A hospital wants its doctors to be able to work remotely, from home, from vacation, while commuting.  To view patient records, and even contact the patient through an app.  To use their own mobile devices (cell phone, tablet) and to write and fill prescriptions.

It reduces costs, increases efficiency, makes patient and doctor happier, provides better documentation of what happened, and provide better reliability.  It also feeds directly into billing and compliance systems so you get paid faster.  And provides better patient outcomes and tracking for other purposes.

It also can be used to distinguish your practice from those down the block, attract and retain new patients!  So you can measure the impact of all or most of these things.  The traditional approach to IT security is to then SUBTRACT the cost of security and compliance from the profits that can be generated from the new app.  WRONG.

Security is an ENABLING technology.  IF we can do remote diagnosis and treatment AND do so securely and in compliance, we can MAKE a specific amount of money.  Security makes money – it doesn’t just prevent loss.

Too often we peg the cost of security to the cost of the IT infrastructure.  “We spend 8% of the IT budget on security.” Or 20%.  Or 2%.  Doesn’t matter.  But that’s the wrong way of looking at security.  We should rather ask the questions, “what would happen to the company if the data contained on this computer were no longer available. If it were no longer reliable.  If it were no longer private.”

What would be the impact on the business if that happened?  What would happen to our reputation?  What would the cost (direct and indirect) be if that happened?  Not all computers are the same in that regard.  Not all systems are.  Not all threats are.  Peg spending to the business impact, not the IT budget.

Find the necessary spend.

Some IT security spending is non-discretionary.   You may have a regulatory requirement to do something, a contractual requirement, or some other legal obligation.  This is particularly true where you have data belonging to a third party, or where you have collected data from a third party.
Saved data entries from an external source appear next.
PR #502, opened 2026-04-16
fix(gateway): minimum-necessary projection on patient record reads

### LINKED ISSUE #283: API responses return entire patient record when UI needs only name/MRN
**File:** services/api-gateway/src/routers/patient-records.ts:115-119,131

Endpoints return insurance_id, emergency contact, clinical notes etc. by default. Violates minimum necessary.

**Fix:** Field-level Drizzle selects per use case; create thin DTOs.

blamechris:
## Summary
- \`patients.getById\` switches from \`SELECT *\` to an explicit field projection that excludes \`insurance_id\`, \`emergency_contact_name\`, \`emergency_contact_phone\`, and \`notes\`.
- New \`patients.getSummary(id)\` returns only \`{ id, name, mrn }\` for banner / pick-list / lookup use cases.

## Why
HIPAA §164.502(b) requires minimum-necessary access. The UI consumes name, MRN, DOB, sex, diagnosis, and allergy_status — billing and emergency-contact PHI were leaking to every caller regardless of use case.

## Breaking change risk
No UI currently reads the dropped fields (verified via grep). Dedicated billing/front-desk endpoints should be added when those use cases land.

## Test plan
- [x] \`pnpm --filter @carebridge/api-gateway test\` — 207/207 passing
- [ ] Manual: load clinician chart and patient portal home → confirm banner renders

Closes #283

### DIFF
--- a/services/api-gateway/src/routers/patient-records.ts
+++ b/services/api-gateway/src/routers/patient-records.ts
@@ -124,13 +124,54 @@ export const patientRecordsRbacRouter = t.router({
     }),
 
   // Reading a specific patient record is patient-scoped: input.id is the patientId.
+  //
+  // Explicit field selection (HIPAA §164.502(b) minimum necessary): insurance_id,
+  // emergency_contact_*, and patient-level free-text notes are intentionally
+  // NOT returned here. Callers that need them must use a dedicated endpoint —
+  // that scopes the PHI exposure to the use case rather than every getById
+  // implicitly leaking billing and contact data to every consumer.
   getById: protectedProcedure
     .input(z.object({ id: z.string() }))
     .query(async ({ ctx, input }) => {
       await enforcePatientAccess(ctx.user, input.id);
       const db = getDb();
       const [patient] = await db
-        .select()
+        .select({
+          id: patients.id,
+          name: patients.name,
+          date_of_birth: patients.date_of_birth,
+          biological_sex: patients.biological_sex,
+          diagnosis: patients.diagnosis,
+          mrn: patients.mrn,
+          mrn_hmac: patients.mrn_hmac,
+          primary_provider_id: patients.primary_provider_id,
+          allergy_status: patients.allergy_status,
+          weight_kg: patients.weight_kg,
+          created_at: patients.created_at,
+          updated_at: patients.updated_at,
+        })
+        .from(patients)
+        .where(eq(patients.id, input.id));
+      return patient ?? null;
+    }),
+
+  // Minimum-necessary summary for banner / lookup use cases.
+  //
+  // Returns only the fields needed to identify a patient — no date-of-birth,
+  // no diagnosis, no weight, no billing data. Callers that need richer data
+  // should prefer `getById`; callers that only need a name/MRN tile should
+  // use this endpoint to avoid incidentally fetching PHI.
+  getSummary: protectedProcedure
+    .input(z.object({ id: z.string() }))
+    .query(async ({ ctx, input }) => {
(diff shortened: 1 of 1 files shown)


blamechris:
# Agent Review — PR #502

## Summary
Switches `patients.getById` from `SELECT *` to an explicit field projection (drops `insurance_id`, `emergency_contact_name`, `emergency_contact_phone`, `notes`) and introduces a minimum-necessary `patients.getSummary(id)` returning `{ id, name, mrn }`. Single-file change in `services/api-gateway/src/routers/patient-records.ts` (+42/-1).

## Strengths
- Correct HIPAA §164.502(b) framing — minimum-necessary projection on a high-traffic read path is a real PHI-exposure reduction.
- Projection list matches actual UI consumption (verified: `apps/clinician-portal/app/patients/[id]/page.tsx`, `apps/clinician-portal/app/notes/[id]/page.tsx`, `apps/patient-portal/src/lib/use-my-patient.ts`).
- Grep claim holds: only non-dist references to the dropped fields are `packages/db-schema/schema/patients.ts`, validators, seed, and `README.md` — no UI/service reader.
- `getSummary` reuses `enforcePatientAccess`, so it is not an unauthenticated enumeration oracle.
- Clear comments explaining *why* each field is (or isn't) returned, which will deter future drift back to `SELECT *`.

## Issues

### 1. Inconsistent projection on `list` procedures (real, medium)
`getById` now returns minimum-necessary, but three `list` paths in the same file still do `db.select().from(patients)` and therefore return `insurance_id`, `emergency_contact_*`, and `notes` on every row:
- L152-155 (patient self-lookup)
- L160 (admin)
- L193 (family_caregiver)

Only the clinician path (L198-219) is already projected. The admin path is the worst offender — a bulk list that ships every patient's insurance/emergency/notes PHI to the client. This arguably defeats the purpose of the getById narrowing, since anything a clinician would fetch via getById is already in the admin/caregiver list response. Suggest adding the same projection to all four list branches (or a shared `patientSummaryColumns`/`patientChartColumns` const).

### 2. `getSummary` has no rate limit (real, low)
`enforcePatientAccess` blocks cross-patient access for non-admins, but an admin or a compromised clinician session can hit `getSummary` in a tight loop to enumerate names/MRNs against guessed IDs. The repo already has an IP-bucket rate-limit pattern (`services/api-gateway/src/__tests__/accept-invite-rate-limit.test.ts`). Worth applying a per-user limiter to `getSummary` (and arguably `getById`) before launch.

### 3. `primary_provider_id` in getById (minor, discuss)
Included in the new projection. It is a plaintext internal user UUID (`packages/db-schema/src/schema/patients.ts:24`), not a §164.514 direct identifier, and it's needed for the chart header. Not a blocker, but worth noting — if it is ever used to join on a `users` table that returns a provider name to a patient-role caller, you'd want a RBAC check there.

### 4. No test coverage for the projection change (real, low)
No test in `services/api-gateway/src/__tests__/` asserts that the dropped fields are absent from `getById`/`getSummary` responses. A regression to `SELECT *` would pass CI silently. Trivial to add: call the procedure in a test and `expect(result).not.toHaveProperty("insurance_id")` etc.

## Deferred Items
- Dedicated billing and emergency-contact endpoints (called out in the PR body — deferred until those use cases land, which is the right call).

## Verdict
Approve with follow-ups. The change is correct, narrow, and improves the privacy posture. The `list`-projection inconsistency is the one finding I'd want tracked before this ships to production, but it is out-of-scope-appropriate to land this PR first.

Or where you have a contractual relationship obligating you to keep something confidential.   In this case, enlist the support of the General Counsel in your budget process.  If you MUST do something, well, you MUST do it.  Plain and Simple.

CEO’s Time is Short

Everyone thinks that their priorities are important.  And IT security is seen as a zero sum.  “If I give IT Security xx dollars, I won’t have money for marketing, or product development, or sales, or real estate, or other IT projects, or whatever.”  It’s not.  Embed the security costs INTO these costs.  You want to market though a website or social media?  Great.  The cost of doing so securely and without opening customers up to spam and DDoS is x and such.  It’s not the IT Security budget, it’s the marketing budget.  This is not a gimmick.  It happens to be true.
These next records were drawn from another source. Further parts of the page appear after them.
PR #503, opened 2026-04-16
fix(fhir): audit every patient bundle export + bundle expiry metadata

### LINKED ISSUE #290: FHIR exportPatient bundle returned without expiry, encryption, or signed URL
**File:** services/fhir-gateway/src/router.ts:83-178

Complete patient bundle returned inline as JSON. No signed URL, no expiry, no password protection, cacheable by intermediaries/browsers.

**Fix:** Stream to signed, short-TTL download URL; Cache-Control: no-store; Content-Disposition: attachment; audit every export.

blamechris:
## Summary
- \`exportPatient\` writes an \`audit_log\` row (\`action: \"export\", resource_type: \"fhir_bundle\"\`) **before** assembling the bundle, so a crash between generation and delivery still leaves a trail.
- Response gains a non-FHIR \`meta\` block: \`export_id\`, \`exported_at\`, \`exported_by\`, and \`recommended_purge_at\` (15 min from generation).
- Inline docstring directs callers to treat the response as ephemeral and never cache it.

## Scope
This is the narrow audit-side fix. Signed short-TTL URL delivery, \`Cache-Control: no-store\`, and \`Content-Disposition: attachment\` remain follow-up work — they require a new HTTP delivery layer outside the tRPC surface.

## Test plan
- [x] \`pnpm --filter @carebridge/fhir-gateway test\` — 67/67 passing
- [ ] Manual: trigger exportPatient, confirm audit_log row exists with \`action='export'\` and matching export_id

Closes #290

### DIFF
--- a/services/fhir-gateway/src/__tests__/export-bundle-audit.test.ts
+++ b/services/fhir-gateway/src/__tests__/export-bundle-audit.test.ts
@@ -1,0 +1,237 @@
+import { describe, it, expect, vi, beforeEach } from "vitest";
+
+// ── Mock DB ──────────────────────────────────────────────────────
+// Capture every `db.insert(table).values(row)` call so we can assert the
+// exportPatient procedure writes an audit_log row with the right action,
+// success flag, and http_status_code on both the happy path and the
+// patient-not-found failure path.
+type InsertCall = { table: unknown; row: Record<string, unknown> };
+const insertCalls: InsertCall[] = [];
+
+const insertMock = vi.fn((table: unknown) => ({
+  values: vi.fn(async (row: Record<string, unknown>) => {
+    insertCalls.push({ table, row });
+  }),
+}));
+
+// Control what `db.select().from(table).where(...)` resolves to. The
+// exportPatient procedure issues 6 distinct reads: one `patients` lookup,
+// then vitals/labPanels/medications/diagnoses/allergies in parallel, then
+// zero-or-more labResults reads per panel. We route by table reference.
+const patientsTable = { __name: "patients" };
+const vitalsTable = { __name: "vitals" };
+const labPanelsTable = { __name: "lab_panels" };
+const labResultsTable = { __name: "lab_results" };
+const medicationsTable = { __name: "medications" };
+const diagnosesTable = { __name: "diagnoses" };
+const allergiesTable = { __name: "allergies" };
+const fhirResourcesTable = { __name: "fhir_resources" };
+const auditLogTable = { __name: "audit_log" };
+
+let patientRows: Record<string, unknown>[] = [];
+// When set, reading this table throws the given error — used to simulate
+// a mid-bundle DB failure so we can assert the failure audit path.
+let throwOnTable: { table: unknown; error: Error } | null = null;
+
+function selectMock() {
+  return {
+    from: (table: unknown) => ({
+      where: async () => {
+        if (throwOnTable && table === throwOnTable.table) {
+          throw throwOnTable.error;
+        }
+        if (table === patientsTable) return patientRows;
+        // Every other table returns empty — a minimal patient export.
+        return [];
+      },
+    }),
+  };
+}
+
+const transactionMock = vi.fn(
+  async (cb: (tx: { insert: typeof insertMock }) => Promise<unknown>) => {
+    return cb({ insert: insertMock });
+  },
+);
+
+vi.mock("@carebridge/db-schema", () => ({
+  getDb: () => ({
+    insert: insertMock,
+    transaction: transactionMock,
+    select: selectMock,
+  }),
+  fhirResources: fhirResourcesTable,
+  auditLog: auditLogTable,
+  patients: patientsTable,
+  vitals: vitalsTable,
+  labPanels: labPanelsTable,
+  labResults: labResultsTable,
+  medications: medicationsTable,
+  diagnoses: diagnosesTable,
+  allergies: allergiesTable,
+}));
+
+// drizzle-orm's `eq` is only used to build where-clauses; our select mock
+// ignores the predicate and returns rows based solely on the table, so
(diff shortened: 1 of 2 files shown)


blamechris:
## Summary
PR #503 adds a pre-flight `audit_log` insert to `exportPatient` and decorates the returned FHIR Bundle with a non-standard `meta` block (`export_id`, `exported_at`, `exported_by`, `recommended_purge_at` = +15 min). Intent — guaranteeing an audit trail even if delivery fails — is correct and aligned with HIPAA § 164.312(b). Execution has a few sharp edges worth addressing before merge.

## Strengths
- Audit-before-return ordering closes the real gap: even a crash mid-bundle assembly now leaves a paper trail. This matches the pattern already used for `fhir_import` in the same file (PR #378).
- Inline docstring is unusually honest — it names the limitations (no signed URL, no `Cache-Control`, advisory purge) and points at #290 as the real fix.
- Self-contained change, 44 additions, single file, no schema churn.

## Issues

### 1. `meta` block violates FHIR R4 Bundle schema (high)
`services/fhir-gateway/src/types/fhir-r4.ts:48-52` defines `Meta` as `{ profile?, lastUpdated?, versionId? }`. The new fields (`export_id`, `exported_at`, `recommended_purge_at`, `exported_by`) are non-spec. Strict FHIR consumers (HAPI validator, IBM FHIR Server, Smile CDR) will either reject the bundle or strip the fields silently. Two safer options:
- Move the metadata outside `meta` — e.g., `bundle.extension[]` with a CareBridge-owned URL (the FHIR escape hatch for custom data), or a sibling `_carebridge` field at the response root (outside the Bundle contract).
- Keep `meta` but restrict it to spec fields (`lastUpdated: exportedAt`), and move the custom keys to an extension.

### 2. `success: true` recorded before the bundle is actually built (high)
The audit insert at lines 229-248 hardcodes `http_status_code: 200, success: true` and runs before the patient-existence check (line 233) and all the data fetches / FHIR conversions (lines 240-309). If any of those throw — NOT_FOUND on a bad patientId, a DB error in the labs loop, a generator crash — the audit row still says "success: 200" and no bundle was delivered. Two fixes worth considering:
- Split into two rows: one `action: "fhir_export_started"` at entry (no success field, or `success: null`), and a second `action: "fhir_export_completed"` after assembly succeeds. Auditors can diff them to find attempts that never delivered.
- Or wrap the whole handler in try/catch and only set `success: true` on the happy path, with a `success: false` row on the failure branch.

The current shape is strictly worse than the pre-PR state for forensic accuracy: an attacker who triggers an error mid-fetch gets a falsely-green audit row.

### 3. `action: "export"` is not in the existing vocabulary (medium)
Grepping `action:` across services shows the existing vocabulary: `read / create / update / delete` (middleware/audit.ts), `fhir_import`, `session_evicted / session_logout / session_refreshed / session_idle_expired / session_rejected_inactive`, `password_changed`, `emergency_access / emergency_access_used`, `access_denied`, `family_invite_*`, `family_access_revoked`. The bare token `"export"` is new and collides with the generic verb space. `fhir_export` would mirror the existing `fhir_import` and makes `resource_type: "fhir_bundle"` redundant-but-consistent.

### 4. No test coverage for the audit insert (medium)
`router-auth.test.ts` covers authz on `exportPatient` but nothing asserts the audit row is written, contains the right `action` / `resource_type` / `details`, or that it precedes the bundle return. The import-bundle path has `import-bundle-audit.test.ts` as precedent. Adding a mirror `export-bundle-audit.test.ts` would prevent regressions and pin down the `action` name before it leaks into dashboards.

### 5. `recommended_purge_at` is advisory only (known, low)
No TTL enforcement, no `Cache-Control: no-store`, no `Content-Disposition: attachment`, and tRPC responses are JSON-over-HTTP so any intermediary can cache them. The docstring says this and points at #290. Acceptable as scoped for this PR, but worth an explicit follow-up issue so #290 doesn't swallow it.

## Deferred Items
- Signed short-TTL URL delivery layer (#290) — out of scope, requires new HTTP surface outside tRPC.
- `Cache-Control: no-store` / `Content-Disposition: attachment` response headers — depends on the delivery layer change.

## Verdict
**Request changes.** The audit-before-build ordering is the right instinct but the hardcoded `success:true` makes the audit trail less trustworthy than before the PR, not more. Combined with the non-standard `meta` fields silently breaking FHIR validators, both issues deserve a fix before merge. Issues 3 and 4 are quick, mechanical cleanups. Filing follow-up issues for each.

blamechris:
Addressed in 5efb8ac1e75b35f5d66e061f30d260c40a9e5b23:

Pay me Now or Pay Me Later

The cost of responding to an incident is anywhere from 10 to 100 times that of preventing it.  (See, I cam make up statistics as well as you can make up a budget!)  But certain costs can’t be recouped.  Like brand and reputation.  That’s worth protecting, right?  So develop a cost of NOT doing what you are asking for.  Let the CEO decide HOW she wants to pay you.


Tell the CEO what OTHERS are doing, and why.  And the impact of what they are doing.  Nobody wants to be left behind.
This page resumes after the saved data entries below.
PR #504, opened 2026-04-16
fix(notifications): strip PHI from push-delivery notification body

### LINKED ISSUE #289: Notification payloads risk lock-screen PHI disclosure
**Files:** services/ai-oversight/src/rules/critical-values.ts:40,123; services/notifications/src/router.ts:40

Generated notification text contains specific values ('Critically high heart_rate: 145 bpm', 'Potassium = 7.2 mmol/L'). When push notifications are wired up these will appear on locked devices.

**Fix:** Two-tier payload: short generic title for OS-level display, detail behind authenticated fetch; never include patient name or numeric values in payload.

blamechris:
## Summary
Two-tier notification delivery to prevent HIPAA-disclosive lock-screen previews:

- **Persisted row** (\`notifications.body\`): full flag summary, rendered only inside the authenticated portal.
- **Pushed payload** (\`publishNotification(body)\`): generic category-only cue from \`buildSafeSummary\` — no numeric values, no patient identifiers.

Even if you look at security as risk reduction, don’t look at it as something you are doing alone.  Find out who handles the insurance policies within your organization, and see what you are doing with respect to general liability and cyber risk insurance.  If you are doing something to reduce YOUR risks, you are doing something to reduce your carrier’s risk as well.  They should be able to quantify the benefit to them (rate reduction, perhaps) and justify at least part of your budget.


Yea, FUD works.  Sometimes.  CEO’s watch the news.  They know about Home Depot, Target and SONY.  Explain to them why your company’s name ISN’T on that list.  At least not yet.  But not too much FUD.  And not too often.  CEO’s aren’t stupid.

So these are just a few tips.  If all else fails, try a temper tantrum.  Who knows, it works for a three year old.